ICC WT20 finals celebrate UN Day of Sport for Development and Peace
After three pulsating weeks of men's and women's international cricket played out in front of terrific crowds across Bangladesh, it is fitting that the finals of the ICC World Twenty20 Bangladesh 2014 should take place on the occasion of the first United Nations International Day of Sport for Development and Peace.
Throughout the ICC WT20 2014, the International Cricket Council (ICC) has partnered with UNAIDS and UNICEF to deliver the global awareness partnership THINK WISE, and worked with both Room to Read to promote literacy and WASH United to promote hygiene and good sanitation across Bangladesh.
It is not just at its major events that the ICC uses cricket as a tool for development and peace.
The road to the men's ICC World Twenty20 2014 began with a regional tournament in Africa in April 2012. One of participating teams on the opening day of that event was Rwanda, a country where 6 April also has significant connotations.
The date marks the 20th anniversary of the Rwandan Genocide that saw one million Tutsi and moderate Hutu people killed by soldiers and militia in just 100 days, and cricket is playing a small part in helping to heal the wounds from this event.
The Rwanda Cricket Association (RCA) is leading efforts to grow the game in the country, and the ICC, as well as supporting the RCA, has partnered with the charity Cricket Without Boundaries (CWB) to deliver the THINK WISE message to young people in Rwanda.
CWB has visited Rwanda 11 times since 2007, coaching more than 18,000 children and training nearly 200 new coaches.
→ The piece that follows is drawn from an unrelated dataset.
PR #4201, opened 2022-10-28
encoder: Simplify script use

kingthorin:
- EncodeDecodeScript > Update handling: If the script returns an EncodeDecodeResult then just use it, if String then use it to instantiate a new EncodeDecodeResult.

As well as teaching cricket skills, CWB also uses the sport as a way to introduce vital HIV and AIDS awareness messages, and also uses the game to help unite people from all different tribal backgrounds.
One person who has benefited directly from this programme is Audifax Byiringiro, who first took part in a coaching session in 2008 and is now part of the Rwandan national team.
Like the majority of Rwandans, Audifax has been deeply affected by the genocide. His father and two brothers were killed and his surviving brother lost a leg.
He says that as well as giving him a passion and a profession, cricket has given him something much greater.
"After the genocide I was struggling with life. Bombs had destroyed our house so we had to move," he said.
"The first time I met Cricket Without Boundaries was in 2008, and I really got involved from there. I went to one of their coaching sessions and everyone was enjoying it. Apart from cricket they were also giving messages on life. This showed that apart from the game they really cared about our personal issues and problems," Byiringiro said.
"It showed me that in cricket I might find a family and be involved in that family," he said.
One week ago, the Afghanistan Cricket Board (ACB) was awarded the prestigious Laureus Sports Award in the 'Spirit of Sport' category.
The Laureus Awards celebrate the greatest sporting achievements of the year, and Afghanistan was recognised for its remarkable success over the past 12 years and its role as a source of national pride.
From the grassroots of Rwandan cricket to the ICC WT20 2014 finals in Dhaka, cricket is united in its ongoing support for development and peace.